Stored items>

PR #1947, opened 2024-03-19
Small change to design token naming scheme

m-akinc:
# Pull Request

## 🤨 Rationale

I encountered a couple design tokens with names that felt inconsistent:
`buttonFillActivePrimaryColor`
`buttonFillAccentActiveColor`

It seemed like the appearance variant ("accent" or "primary") should be in the same relative position within the name, but our naming convention dictated these names instead.

## 👩‍💻 Implementation

Treat common state descriptors ("active", "disabled", "hover", and "selected") as a separate category of name segment than other distinguishing descriptors (like "accent" and "primary"). So instead of our old structure:

`[element]-[part]-[state]-[token_type]`

we now have:

`[element]-[part]-[state]-[variant]-[token_type]`

Luckily, the only existing token that violates this updated naming scheme is `buttonFillAccentActiveColor` (which should instead be `buttonFillActiveAccentColor`) and that token is being removed in [another PR](https://github.com/ni/nimble/pull/1934).

## 🧪 Testing

N/A

## ✅ Checklist

### DIFF
--- a/packages/nimble-components/CONTRIBUTING.md
+++ b/packages/nimble-components/CONTRIBUTING.md
@@ -490,12 +490,13 @@ To modify the generated tokens, complete these steps:
 
 Public names for theme-aware tokens are specified in `src/theme-provider/design-token-names.ts`. Use the following structure when creating new tokens.
 
-`[element]-[part]-[state]-[token_type]`
+`[element]-[part]-[state]-[variant]-[token_type]`
 
 1. Where **element** is the type to which the token applies (e.g. 'application', 'body', or 'title-plus-1').
 2. Where **part** is the specific part of the element to which the token applies (e.g. 'border', 'background', or shadow).
-3. Where **state** is the more specific state descriptor (e.g. 'selected' or 'disabled'). Multiple states should be sorted alphabetically.
-4. Where **token_type** is the token category (e.g. 'color', 'font', 'font-color', 'height', 'width', or 'size').
+3. Where **state** is one or more of the following interaction states: 'active', 'disabled', 'hover', or 'selected'. Multiple states should be sorted alphabetically.
+4. Where **variant** is any other distinguishing descriptor (e.g. 'accent', 'primary, or 'large'). Multiple variants should be sorted alphabetically.
+5. Where **token_type** is the token category (e.g. 'color', 'font', 'font-color', 'height', 'width', or 'size').
 
 ### Size ramp
 
--- a/packages/nimble-components/CONTRIBUTING.md
+++ b/packages/nimble-components/CONTRIBUTING.md
@@ -490,12 +490,12 @@ To modify the generated tokens, complete these steps:
 
 Public names for theme-aware tokens are specified in `src/theme-provider/design-token-names.ts`. Use the following structure when creating new tokens.
 
-`[element]-[part]-[state]-[variant]-[token_type]`
+`[element]-[part]-[interaction_state]-[other_state]-[token_type]`
 
 1. Where **element** is the type to which the token applies (e.g. 'application', 'body', or 'title-plus-1').
 2. Where **part** is the specific part of the element to which the token applies (e.g. 'border', 'background', or shadow).
-3. Where **state** is one or more of the following interaction states: 'active', 'disabled', 'hover', or 'selected'. Multiple states should be sorted alphabetically.
-4. Where **variant** is any other distinguishing descriptor (e.g. 'accent', 'primary, or 'large'). Multiple variants should be sorted alphabetically.
+3. Where **interaction_state** is one or more interaction states (e.g. 'active', 'disabled', 'hover', or 'selected'). Multiple values should be sorted alphabetically.
+4. Where **other_state** is any other distinguishing state (e.g. 'accent', 'primary, or 'large'). Multiple values should be sorted alphabetically.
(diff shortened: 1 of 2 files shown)


packages/nimble-components/CONTRIBUTING.md
```diff
@@ -490,12 +490,13 @@ To modify the generated tokens, complete these steps:
...
 Public names for theme-aware tokens are specified in `src/theme-provider/design-token-names.ts`. Use the following structure when creating new tokens.
 
-`[element]-[part]-[state]-[token_type]`
+`[element]-[part]-[state]-[variant]-[token_type]`
 
 1. Where **element** is the type to which the token applies (e.g. 'application', 'body', or 'title-plus-1').
 2. Where **part** is the specific part of the element to which the token applies (e.g. 'border', 'background', or shadow).
-3. Where **state** is the more specific state descriptor (e.g. 'selected' or 'disabled'). Multiple states should be sorted alphabetically.
-4. Where **token_type** is the token category (e.g. 'color', 'font', 'font-color', 'height', 'width', or 'size').
+3. Where **state** is one or more of the following interaction states: 'active', 'disabled', 'hover', or 'selected'. Multiple states should be sorted alphabetically.
```
jattasNI, line 497: nit: I prefer the "(e.g. ...)" format we had before since this may not be an exhaustive list. "Focused" and its variants are the only ones I can think of that might be missing, but I prefer to keep some wiggle room if a new state arises or we're forgetting one.

jattasNI (approved):
I love a good naming convention!

packages/nimble-components/CONTRIBUTING.md
```diff
@@ -490,12 +490,13 @@ To modify the generated tokens, complete these steps:
...
+4. Where **variant** is any other distinguishing descriptor (e.g. 'accent', 'primary, or 'large'). Multiple variants should be sorted alphabetically.
```
rajsite, line 498: "state" vs "variant" / "distinguishing descriptor" does not have a clear concept to me. i.e. it's not clear what it is a variant of. The examples are more like variants of the element/part not variants of the interaction state. If it's modelled after the appearance variant concept it's clearer that in that context it's a variant of appearance.

I'd propose `interaction state` vs `appearance state`. I think the examples show how it's not over constrained to the appearance attribute concepts (i.e. by including 'large')

As an aside this kind of also parallels the [cascade guidance](https://github.com/ni/nimble/blob/main/packages/nimble-components/docs/css-guidelines.md#prefer-cascade-for-state-changes) where the interaction states for the most part are before other states.

m-akinc: My intent was for "variant" to be a catch-all for however else we're distingushing this token from another (with the same element, part, and/or interaction state). It may not be an appearance-based distinction. As a contrived example, suppose our token is a distinct width or font property that we want to use when the locale is German (because German words tend to be longer and take up more space). That doesn't seem like an "appearance state" to me.

As a counter proposal, I'm changing these to `interaction_state` and `other_state`, but I'm happy to use something else if you don't like `other_state`.

packages/nimble-components/CONTRIBUTING.md
```diff
@@ -490,12 +490,13 @@ To modify the generated tokens, complete these steps:
...
 
-`[element]-[part]-[state]-[token_type]`
+`[element]-[part]-[interaction_state]-[other_state]-[token_type]`
 
 1. Where **element** is the type to which the token applies (e.g. 'application', 'body', or 'title-plus-1').
 2. Where **part** is the specific part of the element to which the token applies (e.g. 'border', 'background', or shadow).
-3. Where **state** is the more specific state descriptor (e.g. 'selected' or 'disabled'). Multiple states should be sorted alphabetically.
-4. Where **token_type** is the token category (e.g. 'color', 'font', 'font-color', 'height', 'width', or 'size').
+3. Where **interaction_state** is one or more interaction states (e.g. 'active', 'disabled', 'hover', or 'selected'). Multiple values should be sorted alphabetically.
+4. Where **other_state** is any other distinguishing state (e.g. 'accent', 'primary, or 'large'). Multiple values should be sorted alphabetically.
```
rajsite, line 498:
```suggestion
3. Where **interaction_states** is one or more interaction states (e.g. 'active', 'disabled', 'hover', or 'selected'). Multiple values should be sorted alphabetically.
4. Where **remaining_states** the remaining, non-interaction states (e.g. 'accent', 'primary, or 'large'). Multiple values should be sorted alphabetically.
```

packages/nimble-components/CONTRIBUTING.md
```diff
@@ -490,12 +490,13 @@ To modify the generated tokens, complete these steps:
 
 Public names for theme-aware tokens are specified in `src/theme-provider/design-token-names.ts`. Use the following structure when creating new tokens.
 
-`[element]-[part]-[state]-[token_type]`
+`[element]-[part]-[interaction_state]-[other_state]-[token_type]`
```
rajsite, line 493:
```suggestion
`[element]-[part]-[interaction_states]-[remaining_states]-[token_type]`
```

rajsite (approved):

packages/nimble-components/CONTRIBUTING.md
rajsite: gave an alternative and approved assuming we are aligned, if not can give a counter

ABOUT THIS EXERCISE>
What you hand back must match the records above exactly.

SOLVED PROBLEM>
PR #1947, opened 2024-03-19
Small change to design token naming scheme

m-akinc:
# Pull Request

## 🤨 Rationale

I encountered a couple design tokens with names that felt inconsistent:
`buttonFillActivePrimaryColor`
`buttonFillAccentActiveColor`

It seemed like the appearance variant ("accent" or "primary") should be in the same relative position within the name, but our naming convention dictated these names instead.

## 👩‍💻 Implementation

Treat common state descriptors ("active", "disabled", "hover", and "selected") as a separate category of name segment than other distinguishing descriptors (like "accent" and "primary"). So instead of our old structure:

`[element]-[part]-[state]-[token_type]`

we now have:

`[element]-[part]-[state]-[variant]-[token_type]`

Luckily, the only existing token that violates this updated naming scheme is `buttonFillAccentActiveColor` (which should instead be `buttonFillActiveAccentColor`) and that token is being removed in [another PR](https://github.com/ni/nimble/pull/1934).

## 🧪 Testing

N/A

## ✅ Checklist

### DIFF
--- a/packages/nimble-components/CONTRIBUTING.md
+++ b/packages/nimble-components/CONTRIBUTING.md
@@ -490,12 +490,13 @@ To modify the generated tokens, complete these steps:
 
 Public names for theme-aware tokens are specified in `src/theme-provider/design-token-names.ts`. Use the following structure when creating new tokens.
 
-`[element]-[part]-[state]-[token_type]`
+`[element]-[part]-[state]-[variant]-[token_type]`
 
 1. Where **element** is the type to which the token applies (e.g. 'application', 'body', or 'title-plus-1').
 2. Where **part** is the specific part of the element to which the token applies (e.g. 'border', 'background', or shadow).
-3. Where **state** is the more specific state descriptor (e.g. 'selected' or 'disabled'). Multiple states should be sorted alphabetically.
-4. Where **token_type** is the token category (e.g. 'color', 'font', 'font-color', 'height', 'width', or 'size').
+3. Where **state** is one or more of the following interaction states: 'active', 'disabled', 'hover', or 'selected'. Multiple states should be sorted alphabetically.
+4. Where **variant** is any other distinguishing descriptor (e.g. 'accent', 'primary, or 'large'). Multiple variants should be sorted alphabetically.
+5. Where **token_type** is the token category (e.g. 'color', 'font', 'font-color', 'height', 'width', or 'size').
 
 ### Size ramp
 
--- a/packages/nimble-components/CONTRIBUTING.md
+++ b/packages/nimble-components/CONTRIBUTING.md
@@ -490,12 +490,12 @@ To modify the generated tokens, complete these steps:
 
 Public names for theme-aware tokens are specified in `src/theme-provider/design-token-names.ts`. Use the following structure when creating new tokens.
 
-`[element]-[part]-[state]-[variant]-[token_type]`
+`[element]-[part]-[interaction_state]-[other_state]-[token_type]`
 
 1. Where **element** is the type to which the token applies (e.g. 'application', 'body', or 'title-plus-1').
 2. Where **part** is the specific part of the element to which the token applies (e.g. 'border', 'background', or shadow).
-3. Where **state** is one or more of the following interaction states: 'active', 'disabled', 'hover', or 'selected'. Multiple states should be sorted alphabetically.
-4. Where **variant** is any other distinguishing descriptor (e.g. 'accent', 'primary, or 'large'). Multiple variants should be sorted alphabetically.
+3. Where **interaction_state** is one or more interaction states (e.g. 'active', 'disabled', 'hover', or 'selected'). Multiple values should be sorted alphabetically.
+4. Where **other_state** is any other distinguishing state (e.g. 'accent', 'primary, or 'large'). Multiple values should be sorted alphabetically.
(diff shortened: 1 of 2 files shown)


packages/nimble-components/CONTRIBUTING.md
```diff
@@ -490,12 +490,13 @@ To modify the generated tokens, complete these steps:
...
 Public names for theme-aware tokens are specified in `src/theme-provider/design-token-names.ts`. Use the following structure when creating new tokens.
 
-`[element]-[part]-[state]-[token_type]`
+`[element]-[part]-[state]-[variant]-[token_type]`
 
 1. Where **element** is the type to which the token applies (e.g. 'application', 'body', or 'title-plus-1').
 2. Where **part** is the specific part of the element to which the token applies (e.g. 'border', 'background', or shadow).
-3. Where **state** is the more specific state descriptor (e.g. 'selected' or 'disabled'). Multiple states should be sorted alphabetically.
-4. Where **token_type** is the token category (e.g. 'color', 'font', 'font-color', 'height', 'width', or 'size').
+3. Where **state** is one or more of the following interaction states: 'active', 'disabled', 'hover', or 'selected'. Multiple states should be sorted alphabetically.
```
jattasNI, line 497: nit: I prefer the "(e.g. ...)" format we had before since this may not be an exhaustive list. "Focused" and its variants are the only ones I can think of that might be missing, but I prefer to keep some wiggle room if a new state arises or we're forgetting one.

jattasNI (approved):
I love a good naming convention!

packages/nimble-components/CONTRIBUTING.md
```diff
@@ -490,12 +490,13 @@ To modify the generated tokens, complete these steps:
...
+4. Where **variant** is any other distinguishing descriptor (e.g. 'accent', 'primary, or 'large'). Multiple variants should be sorted alphabetically.
```
rajsite, line 498: "state" vs "variant" / "distinguishing descriptor" does not have a clear concept to me. i.e. it's not clear what it is a variant of. The examples are more like variants of the element/part not variants of the interaction state. If it's modelled after the appearance variant concept it's clearer that in that context it's a variant of appearance.

I'd propose `interaction state` vs `appearance state`. I think the examples show how it's not over constrained to the appearance attribute concepts (i.e. by including 'large')

As an aside this kind of also parallels the [cascade guidance](https://github.com/ni/nimble/blob/main/packages/nimble-components/docs/css-guidelines.md#prefer-cascade-for-state-changes) where the interaction states for the most part are before other states.

m-akinc: My intent was for "variant" to be a catch-all for however else we're distingushing this token from another (with the same element, part, and/or interaction state). It may not be an appearance-based distinction. As a contrived example, suppose our token is a distinct width or font property that we want to use when the locale is German (because German words tend to be longer and take up more space). That doesn't seem like an "appearance state" to me.

As a counter proposal, I'm changing these to `interaction_state` and `other_state`, but I'm happy to use something else if you don't like `other_state`.

packages/nimble-components/CONTRIBUTING.md
```diff
@@ -490,12 +490,13 @@ To modify the generated tokens, complete these steps:
...
 
-`[element]-[part]-[state]-[token_type]`
+`[element]-[part]-[interaction_state]-[other_state]-[token_type]`
 
 1. Where **element** is the type to which the token applies (e.g. 'application', 'body', or 'title-plus-1').
 2. Where **part** is the specific part of the element to which the token applies (e.g. 'border', 'background', or shadow).
-3. Where **state** is the more specific state descriptor (e.g. 'selected' or 'disabled'). Multiple states should be sorted alphabetically.
-4. Where **token_type** is the token category (e.g. 'color', 'font', 'font-color', 'height', 'width', or 'size').
+3. Where **interaction_state** is one or more interaction states (e.g. 'active', 'disabled', 'hover', or 'selected'). Multiple values should be sorted alphabetically.
+4. Where **other_state** is any other distinguishing state (e.g. 'accent', 'primary, or 'large'). Multiple values should be sorted alphabetically.
```
rajsite, line 498:
```suggestion
3. Where **interaction_states** is one or more interaction states (e.g. 'active', 'disabled', 'hover', or 'selected'). Multiple values should be sorted alphabetically.
4. Where **remaining_states** the remaining, non-interaction states (e.g. 'accent', 'primary, or 'large'). Multiple values should be sorted alphabetically.
```

packages/nimble-components/CONTRIBUTING.md
```diff
@@ -490,12 +490,13 @@ To modify the generated tokens, complete these steps:
 
 Public names for theme-aware tokens are specified in `src/theme-provider/design-token-names.ts`. Use the following structure when creating new tokens.
 
-`[element]-[part]-[state]-[token_type]`
+`[element]-[part]-[interaction_state]-[other_state]-[token_type]`
```
rajsite, line 493:
```suggestion
`[element]-[part]-[interaction_states]-[remaining_states]-[token_type]`
```

rajsite (approved):

packages/nimble-components/CONTRIBUTING.md
rajsite: gave an alternative and approved assuming we are aligned, if not can give a counter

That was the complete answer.